Thursday, November 10, 2011

The Chicago Experience: Reflections of the Gilded Age

The Gilded Age offered radical social, economic, and industrial changes across the globe. In the United States, specifically, advances were made with almost the express purpose of one-upping the rest of the world - primarily Europe. The World's Fair only further expressed this idea, as Chicago scrambled to out-do it's past competitors.

One major aspect of this Gilded Age transformation that carried into the Chicago World's Fair was the advancement of architecture. Complex, memorable, appealing, and sturdy architecture was sought to be created, and the technology to reach these feats were literally developed as the architects went. The need for these superb feats of engineering was nonexistent until the wave of Gilded Age transformation swept the nation, calling out for larger, more magnificent buildings. In the sense of the World's Fair, however, these buildings were often created for visual, rather than practical reasons, but the same principle applies.

Even with the advancements in technology and industry due to the inflow of inventions and labor of the Gilded Age, many of the engineering insight needed to construct these monstrosities of buildings had yet to be developed or even thought about. As aforementioned, these bridges had to be crossed as the engineers came upon them. Challenges such as these were unimaginable. Not because the laborers expected no problems, but because the rapid wave of Gilded Age transformation left behind technology and necessity not even dreamed of until recent years. With that, the workers moved on as everyone else had to in such a time of rapid change from all angles -social, industrial, etc. And modified as they went.
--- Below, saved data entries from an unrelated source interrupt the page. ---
PR #3792, opened 2026-05-26
Security: Unsafe Buffer Construction from Base64 Credentials

tomaioo:
## Summary

Security: Unsafe Buffer Construction from Base64 Credentials

## Problem

**Severity**: `Medium` | **File**: `packages/build-tools/src/android/credentials.ts:L18`

In `restoreCredentials`, `buildCredentials.keystore.dataBase64` is decoded using `Buffer.from(..., 'base64')` and written to a file. While base64 decoding itself is safe, there's no validation of the decoded data size or format before writing. More critically, the keystore password and key passwords are written in plaintext to `credentials.json`. Additionally, in `injectAndroidCredentialsFunction`, the same pattern is used with Joi validation but the `dataBase64` field is not validated for maximum length, potentially allowing memory exhaustion attacks.

## Solution

Add maximum size validation for base64-decoded data. Use secure temporary file permissions (0600) when writing keystores. Consider using `fs.writeFile` with explicit mode options. For credentials.json, ensure it's written with restrictive permissions and cleaned up promptly after use.

## Changes

- `packages/build-tools/src/android/credentials.ts` (modified)

### DIFF
--- a/packages/build-tools/src/android/credentials.ts
+++ b/packages/build-tools/src/android/credentials.ts
@@ -6,6 +6,8 @@ import { v4 as uuidv4 } from 'uuid';
 
 import { BuildContext } from '../context';
 
+const MAX_KEYSTORE_SIZE = 10 * 1024 * 1024; // 10MB
+
 async function restoreCredentials(ctx: BuildContext<Android.Job>): Promise<void> {
   const { buildCredentials } = nullthrows(
     ctx.job.secrets,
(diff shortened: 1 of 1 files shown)


packages/build-tools/src/android/credentials.ts
```diff
@@ -16,11 +18,12 @@ async function restoreCredentials(ctx: BuildContext<Android.Job>): Promise<void>
     throw new Error('secrets are missing in the job object');
   }
   ctx.logger.info("Writing secrets to the project's directory");
+  const keystoreBuffer = Buffer.from(buildCredentials.keystore.dataBase64, 'base64');
```
AbbanMustafa, line 21: This doesn't seem to prevent the memory use it's trying to guard against. `Buffer.from(dataBase64, 'base64')` will allocate the full buffer in memory before the length check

Challenges posed were usually those of stability. Buildings lacked sturdiness, collapsing in storms or even simply posing the issue of load-bearing capacity. Building massive, usually vastly tall structures without the proper architectural knowledge made them nearly impossible to safely construct, but without the need of such large buildings before, the stability issue was an oversight. One handled accordingly as the issue came up, as mentioned, by developing the means to achieve the feats at the time they were needed. One specifically was the issue with the Ferris Wheel. The massive, multi-ton axle had to be hoisted up, nothing so heavy having been carried so high before, but the obstacle had to be overcome and managed, else the Wheel would never have been constructed.

In summary, the construction of the grand buildings of the World's Fair reflected on a, quite literally, larger scale the issues that had to be overcome during the Gilded Age. With new developments come new challenges.